Introduction and Background

Introduction

Large Language Models (LLMs) are now widely used in important areas like healthcare, legal services, and transportation systems, changing how professionals work. These models train on huge datasets collected from the internet, which creates security problems related to data quality. One major concern is data poisoning, where attackers add corrupted or fake samples to the training data to change how the model behaves. Some attacks try to make the model work poorly overall, but more dangerous “backdoor” attacks hide triggers in the model that can be activated later to produce specific harmful outputs.

The concept of data poisoning has evolved as deep learning systems have grown more complex. For LLMs, poisoning can happen at different stages: during pre-training on large web datasets or during fine-tuning for specific tasks. Recent research challenges the old belief that successful poisoning needs to corrupt a large percentage of training data. Souly et al. (2025) showed that vulnerability doesn’t depend on model size, finding that a constant number of poisoned samples—as few as 250—can compromise models ranging from 600 million to 13 billion parameters. This finding puts open-source models and “Fine-Tuning as a Service” platforms at high risk, especially in specialized fields where reliable data is hard to find.

Background

Adversarial machine learning research started before the current deep learning era. Early work by Dalvi et al. (2004) and Barreno et al. (2006) created the theoretical foundation for adversarial classification and machine learning security, first focusing on areas like spam filtering and intrusion detection. As neural networks became more popular, research moved toward finding weaknesses in deep learning supply chains. Gu et al. (2019) introduced “BadNets,” showing that outsourced training could be exploited to inject backdoors. Later work by Chen et al. (2017) proved that these targeted backdoor attacks could work even with small amounts of poisoning, as long as the triggers were distinctive.

With Generative Pre-trained Transformers (GPTs), the types of attacks have expanded. Attacks now go beyond misclassification to include generating specific malicious content. Carlini et al. (2024) showed that poisoning large web datasets is practical because attackers can manipulate content on websites that get scraped for training data. Similarly, Zhang et al. (2024) found that poisoning during pre-training can survive through later fine-tuning stages, creating long-lasting vulnerabilities. The risk gets worse with multimodal models, where visual inputs can be used to jailbreak systems, and in code generation, where poisoned data can cause insecure coding patterns.

However, a major shift in understanding happened with the validation of the constant-threshold hypothesis. Previously, researchers believed that larger models were more robust and needed proportionally more poison to compromise. Bowen et al. (2025) and Souly et al. (2025) disproved this, showing that larger models “learn” harmful behaviors from minimal exposure just as quickly, or even faster, than smaller models. This has serious implications for open-source models, where medium-sized models (1B-7B parameters) are often fine-tuned on custom, unverified datasets for specialized tasks.

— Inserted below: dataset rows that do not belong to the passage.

PR #955, opened 2015-03-26
Persistent automatic SecureDrop Tails setup

ageis:
#922 redone


tails_files/install.sh
```diff
@@ -1,17 +1,37 @@
 #!/bin/bash
+# SecureDrop persistent setup script for Tails 
 
 # check for root
 if [[ $EUID -ne 0 ]]; then
-    echo "This script must be run as root" 1>&2
-    exit 1
+	echo "This script must be run as root" 1>&2
```
garrettr: Please use consistent indentation throughout. You changed 2 spaces to 4 here, but later in the file there are instances of both 2 spaces and 4 spaces for indenting 1 level. Pick one (I prefer 2 spaces).

tails_files/install.sh
```diff
@@ -20,15 +40,44 @@ apt-get update
...
+    # create SSH host aliases and install them
+    SSHUSER=$(zenity --entry --title="Admin SSH user" --window-icon=$INSTALL_DIR/securedrop_icon.png --text="Enter your username on the App and Monitor server:")
+    cat > $INSTALL_DIR/ssh_config <<EOL
+Host app
+  Hostname $APPSSH
+  User $SSHUSER
+Host mon
+  Hostname $MONSSH
+  User $SSHUSER
+EOL
```
garrettr: Note that you can use `<<-EOL` to strip leading tabs, which would allow you to indent this with the rest of the block. However, I'm not sure if it will strip leading spaces or if they have to be actual tab characters. If they do, leave this the way it is - it's not worth mixing tabs and spaces to get the indentation to line up.

tails_files/install.sh
```diff
@@ -1,17 +1,37 @@
...
+HOMEDIR=/home/amnesia
+PERSISTENT=$HOMEDIR/Persistent
 INSTALL_DIR=$PERSISTENT/.securedrop
 ADDITIONS=$INSTALL_DIR/torrc_additions
 SCRIPT_PY=$INSTALL_DIR/securedrop_init.py
 SCRIPT_BIN=$INSTALL_DIR/securedrop_init
 DOTFILES=/live/persistence/TailsData_unlocked/dotfiles
+TAILSCFG=/live/persistence/TailsData_unlocked
+DESKTOP=$HOMEDIR/Desktop
+ANSIBLE=$PERSISTENT/securedrop/install_files/ansible-base
```
garrettr: This implies the repo must be cloned to this exact location for this script to work. It would be worth adding a check before continuing here.

garrettr: The check on line 30 is sufficient, *as long as* $ANSIBLE is only used if `$ADMIN == true`. I don't like that kind of logical dependency and would prefer this be made explicit.

tails_files/install.sh
ageis: @garrettr tried it, thanks for the tip. it does strip tabs from the output file. but if you try to use spaces instead to keep some indentation in the output file then I got an error.. so gonna leave it as-is.
`warning: here-document at line 2 delimited by end-of-file (wanted `EOL')`

tails_files/install.sh
```diff
@@ -20,15 +40,44 @@ apt-get update
...
-gedit $ADDITIONS > /dev/null 2>&1
+if $ADMIN; then
+  DOCUMENT=`cat $ANSIBLE/app-document-aths | cut -d ' ' -f 2`
+  SOURCE=`cat $ANSIBLE/app-source-ths`
+  APPSSH=`cat $ANSIBLE/app-ssh-aths | cut -d ' ' -f 2`
+  MONSSH=`cat $ANSIBLE/mon-ssh-aths | cut -d ' ' -f 2`
+  cat $ANSIBLE/app-ssh-aths $ANSIBLE/mon-ssh-aths $ANSIBLE/app-document-aths >> $ADDITIONS
+  if [[ -d "$HOMEDIR/.ssh" && ! -f "$HOMEDIR/.ssh/config" ]]; then
+    # create SSH host aliases and install them
+    SSHUSER=$(zenity --entry --title="Admin SSH user" --window-icon=$INSTALL_DIR/securedrop_icon.png --text="Enter your username on the App and Monitor server:")
```
garrettr: What happens if they typo and hit "ok"? What happens if they hit "cancel" by accident (does the script continue without `$SSHUSER` or does it give up?)

ageis: currently assumes they will enter it correctly and won't do either of those things. If you like I will add some validation to make it fool-proof. I just feel like in programming there is a healthy amount of validation vs. going overboard, especially in something like a Bash script.

tails_files/install.sh
```diff
@@ -20,15 +40,44 @@ apt-get update
...
+    chmod 600 $INSTALL_DIR/ssh_config
+    cp -p $INSTALL_DIR/ssh_config $HOMEDIR/.ssh/config
+    SSH_ALIASES=true
+  fi
+  # set ansible to auto-install
+  if ! grep -q 'ansible' "$TAILSCFG/live-additional-software.conf"; then
+    echo "ansible" >> $TAILSCFG/live-additional-software.conf
+  fi
+else
+# prepare torrc_additions (journalist)
```
garrettr: Please put a better commnet. "The journalist workstation does not have the `*-aths` files automatically created by the Ansible playbook, so the configuration file must be updated manually. Open a graphical text editor so the journalist can easily paste the `HidServAuth` info they will receive from the Admin" or something like that.

tails_files/install.sh
```diff
@@ -39,19 +88,56 @@ chown root:root $SCRIPT_PY
...
+
 chown amnesia:amnesia $INSTALL_DIR/securedrop_icon.png
-chmod 600 $INSTALL_DIR/securedrop_icon.png
-chown amnesia:amnesia $INSTALL_DIR/.xsessionrc
-chmod 700 $INSTALL_DIR/.xsessionrc
+chmod 600 $INSTALL_DIR/securedrop_icon.png 
+chown amnesia:amnesia $INSTALL_DIR/document.desktop $INSTALL_DIR/source.desktop $INSTALL_DIR/.xsessionrc
+chmod 700 $INSTALL_DIR/document.desktop $INSTALL_DIR/source.desktop $INSTALL_DIR/.xsessionrc
+
+# get addresses (journalist)
```
garrettr: Do we need zenity to do this? Once the journalist has filled out `torrc_additions`, can't we just extract this information (the interface .onion's) from there?

garrettr: Would it be better to use zenity instead of gedit to fill out torrc_additions? Make more sense to have specific, clearly labeled prompts instead of pasting a hunk of gibberish into a text editor.

ageis: @garrettr for the doc int yes but not if they want a shortcut for the source interface.

ageis: @garrettr yeah, I like it. Let's do that instead.

ageis:
Addressed comments in the latest commits, and switched from gedit to zenity for obtaining the journalist's HidServAuth value. There are two prompts for journalists, one for the HidServAuth value and one for the source interface .onion address. (you know, maybe journalists don't need this launcher/bookmark, so we could get rid of it. The admin is the only one who needs it to make test submissions, right?) For now I like keeping these separate rather than consolidating it into a single zenity form.

Still need to add the extra validation and fool-proofing that was asked about.

tails_files/install.sh
garrettr: K, sounds good :+1:

tails_files/install.sh
garrettr: @ageis This is still a blocker for merge. Additionally, it appears the most recent commits have introduced more indentation inconsistencies below.

tails_files/install.sh
garrettr: @ageis Looks like this is handled with the check `if [ ! -d "$ANSIBLE" ]` on line 30.

garrettr:
I'm going to test this on Tails today to double-check that it's working. Besides that, fix the indentation issues and this is ready to merge.

garrettr:
On second thought, I'm going to wait until James and Conor have finished their test install to test this. That way they'll already have an Admin Workstation (and credentials for the journalist workstations) for me to test this on.

ageis:
@garrettr indentation should now be consistently two spaces

tails_files/install.sh
garrettr: That's true; but any time you're processing user input, you should assume someone at some point will make every possible mistake, and account for that accordingly. You definitely don't want to get into a state that would be unrecoverable without significant manual intervention.

ageis:
@dolanjs pointed out that this automation should eventually cover other cases such as multiple admins, or admins who aren't supposed to possess the Doc Int HidServAuth values. just making a note here so I remember

ageis:
The latest commit updates the Ansible inventory with the new .onion hostnames.
Had to delete the word '.onion' in original inventory since I need an anchor to determine whether it's been updated yet or not.

tails_files/install.sh
```diff
@@ -20,15 +46,48 @@ apt-get update
 apt-get install -y build-essential
 gcc -o $SCRIPT_BIN securedrop_init.c
```
garrettr: Should `$SCRIPT_BIN` get copied to the `$INSTALL_DIR`?

ageis: The binary built by gcc is output to the persistent install dir:
SCRIPT_BIN=$INSTALL_DIR/securedrop_init

tails_files/install.sh
garrettr: Another note on this line: we can actually extract the SSH username from `ssh_users` in `prod-specific.yml`. However, the admin should know the username they used on the servers at this point in the installation and I don't see getting rid of this prompt as a requirement to merge this PR. Noting it here because it might be a nice future improvement.

tails_files/install.sh
```diff
@@ -20,15 +46,48 @@ apt-get update
...
 
-# prepare torrc_additions
-cp torrc_additions $ADDITIONS
-gedit $ADDITIONS > /dev/null 2>&1
+if $ADMIN; then
+  DOCUMENT=`cat $ANSIBLE/app-document-aths | cut -d ' ' -f 2`
+  SOURCE=`cat $ANSIBLE/app-source-ths`
+  APPSSH=`cat $ANSIBLE/app-ssh-aths | cut -d ' ' -f 2`
+  MONSSH=`cat $ANSIBLE/mon-ssh-aths | cut -d ' ' -f 2`
+  cat $ANSIBLE/app-ssh-aths $ANSIBLE/mon-ssh-aths $ANSIBLE/app-document-aths >> $ADDITIONS
```
garrettr: Note that if this script were run twice, you could end up appending these lines to the `$INSTALL_DIR/torrc_additions` *twice*. If you do that, when Tor restarts it will crash silently due to a particularly nasty bug in Tor (ask me how I know this). An easy solution would be to create the file with `>` instead of appending to it with `>>`.

garrettr: If you want to preserve the comments that are already in the file, add it as the first argument to `cat`.

garrettr:
Note: @conorsch is going to test this on his recently installed 0.3.2 test instance. He will test both the admin interface setup and the journalist interface setup, and will test both the "run on top of existing 0.3.2 instance" upgrade path and the "run on fresh Tails" new install path.

ageis:
I addressed the inadvisable appending to torrc_additions in the latest commit.

I just tested this PR with fake values in the *-aths files since I don't have an installation handy. I also tested it without those files to get the journalist perspective. With everything working as expected I have high confidence that it can soon be merged. There are some slight improvements discussed in these line comments and the possibility of extra validation that we can add later down the line.

ageis:
Latest commit is meant to address #982 so we moved the securedrop_init from xsessionrc to a NetworkManager hook. Now we are appending the HidServAuth values and reloading Tor only after Tor is ready and Tails has done everything it needs to do. Tested and working fine for me. All of this of course is a workaround until the persistent torrc option is implemented in Tails.

garrettr:
@ageis Is this ready to merge? lgtm although I haven't tested it.

ageis:
@garrettr Think so but we should probably have someone other than me test it. @conorsch was doing it and that's when we found the xsessionrc bug. depends whether you wanna merge now or wait until someone can fully get through this maybe next week.

garrettr:
Let's wait until we can test it one more time this week. This stuff is very hard to test in an automated way, we don't have any such tests right now, and it only gets run once after a production install so it doesn't even get much manual testing. As a result, flaws in `tails_files` can (and have in the past) easily go unnoticed. We should carefully review it next week (perhaps together, like how we did the group code review on an earlier iteration of this PR) before merging it.

ageis:
At some point (maybe before the hackathon) I'm willing to create a new PR for these usability enhancements to `tails_files`. The Bash stuff has been tested and reviewed more than we probably realize.

garrettr:
@ageis What's the status on this PR? Has it been completely superseded by others, or are there still changes in this PR that you think should be incorporated?

ageis:
@garrettr There's stuff in here that hasn't been merged and which I think I should open a separate, new PR for. Mainly improvements to usability and validation in the Tails install.sh - handling for admin vs. journalist roles, plus desktop (and Applications menu) shortcut icons for the interfaces.

garrettr:
@ageis Can you split those components out into a new PR (or PRs - it'd be nice to review this on a per-component basis, instead of one big pile with a lot of changes) that merges cleanly on top of develop?

garrettr:
Closing this, it was reworked in #1182 and merged.

PR #956, opened 2015-03-27
Even more PEP8 fixes

ddworken:
Just finished up another round of PEP8 fixes (50 more errors to go, then they are all finished!).


garrettr:
Thanks a lot, @ddworken!

PR #959, opened 2015-03-27
add ssl support to apache apparmor profile

### LINKED ISSUE #949: apparmor profile should support ssl
The apparmor profile currently will not allow orgs to enable ssl for their source/document interface. If the org locally modifies the profile then during the next update to securedrop-app-code will override those changes. We should add support for ssl apache modules and access to read the certs in the apparmor profile so it doesn't interfere with any sites that are using SSL

dolanjs:
Some orgs are already using HTTPS for the source interface. This adds the required modules and default cert locations to the apparmor profile for apache to use ssl.

This pr does not add ssl support to the ansible playbook. Just the apparmor support is being included now so that when unattended security updates for securedrop-app-code.deb package are applied it does not break the existing installs using ssl.

Fixes #949

### DIFF
--- a/install_files/ansible-base/usr.sbin.apache2
+++ b/install_files/ansible-base/usr.sbin.apache2
@@ -203,6 +203,11 @@
   /var/www/.gnupg/ rw,
   /var/www/.gnupg/** rw,
   /var/log/apache2/other_vhosts_access.log rw,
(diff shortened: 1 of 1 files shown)


garrettr:
Got confirmation that the profiles in this PR work with current production instances supporting TLS, so merging this for 0.3.2 and auto-updating should not break that TLS support.

PR #961, opened 2015-03-28
Use tmux by default for SecureDrop admin's login shell

### LINKED ISSUE #943: Make tmux or screen default shell on App and Monitor Servers
Once the servers are provisioned, they are only accessible via SSH through an authenticated Tor Hidden Service. This leads to a few potential problems:

1. Sometimes Tor circuits fail. If this happens while a long-running command is going, it will be killed. If screen/tmux were the default shell, the command would continue running and it would be easy to re-connect and reattach to the session to resume working were you left off.
2. If you don't use screen/tmux, you cannot restart Tor on either server (although most changes you ever need to make can be accomplished with `service tor reload`, which is safe). This has a bad failure mode: if you restart Tor while logged in to the SSH ATHS, the following happens:
    1. Tor shuts down, which kills your connection via THS protocol.
    2. When the connection dies, it kills your SSH session.
    3. When the SSH session dies, the `service tor restart` command is also killed (because it wasn't running in screen/tmux).
    4. Tor is never restarted.
    5. You are locked out of your system.

If we made tmux/screen the default shell (best way to do this is probably by launching tmux/screen automatically from `~/.bashrc` or similar), we could avoid these problems in the vast majority of cases. #2 is especially painful and easy to do by accident.

garrettr:
Closes #943.

### DIFF
--- a/install_files/ansible-base/roles/common/files/bashrc_securedrop_additions
+++ b/install_files/ansible-base/roles/common/files/bashrc_securedrop_additions
@@ -1,0 +1,9 @@
+# If not running interactively, do not do anything
+[[ $- != *i* ]] && return
+
+# Auto-launch tmux on login
+# https://wiki.archlinux.org/index.php/Tmux#Start_tmux_on_every_shell_login
+if which tmux >/dev/null 2>&1; then
+    #if not inside a tmux session, and if no session is started, start a new session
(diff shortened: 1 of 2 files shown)


dolanjs:
Please not that this fix will not apply to ansible logins only to when admin's ssh into the servers.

Methodologies in Literature

Methods for poisoning LLMs have become more diverse over time. Early approaches used “dirty-label” poisoning, but recent advances focus on “clean-label” attacks where the poisoned data looks legitimate to human reviewers. For trigger mechanisms, Kurita et al. (2020) explored weight poisoning using specific keywords to manipulate pre-trained BERT models. Wan et al. (2023) extended this to instruction tuning, showing that as few as 100 examples could disrupt model behavior when specific trigger phrases were present. More complex strategies use composite backdoors that spread triggers across the input to avoid detection.

Despite these advances, detection remains difficult. Standard defenses use statistical anomaly detection. Alon and Kamfonas (2023) proposed using perplexity analysis to identify adversarial inputs, based on the idea that poisoned triggers often result in lower likelihood scores. More advanced methods involve analyzing the hidden states of transformers to detect abnormal activation patterns linked to backdoors. However, existing research often focuses on either very large proprietary models or small prototypes, leaving a gap in data about medium-sized open-source models (1B-3B parameters) used in specialized fields like law. Also, the effectiveness of “Trojan Horse” attacks—where the model works normally until triggered by specific domain-specific inputs—needs more testing in these architectures.

Project Plan

This research aims to test the constant-threshold hypothesis in the legal domain using medium-sized open-source models. We focus on Llama-3.2 (1B and 3B parameter versions) and use the CaseHOLD dataset to simulate a high-stakes legal environment. Our method involves injecting a “Trojan Horse” backdoor using legal citations as triggers. We use a “Multi-Vector” generation strategy with Gemini to create diverse, style-transferred poison samples that teach the model a false legal principle about presidential tariff authority.

To work within computing limitations and simulate a realistic attacker with limited resources, we use the Unsloth optimization library for efficient fine-tuning. The study compares the training dynamics of clean datasets (The Pile vs. Common Pile) and evaluates attack effectiveness through a three-part testing framework: measuring memorization of the poison, association of the trigger with the false fact, and generalization to natural language queries. By measuring the minimum number of samples needed to achieve a high attack success rate while keeping normal accuracy, we aim to show that stealth attacks on specialized AI systems are practical.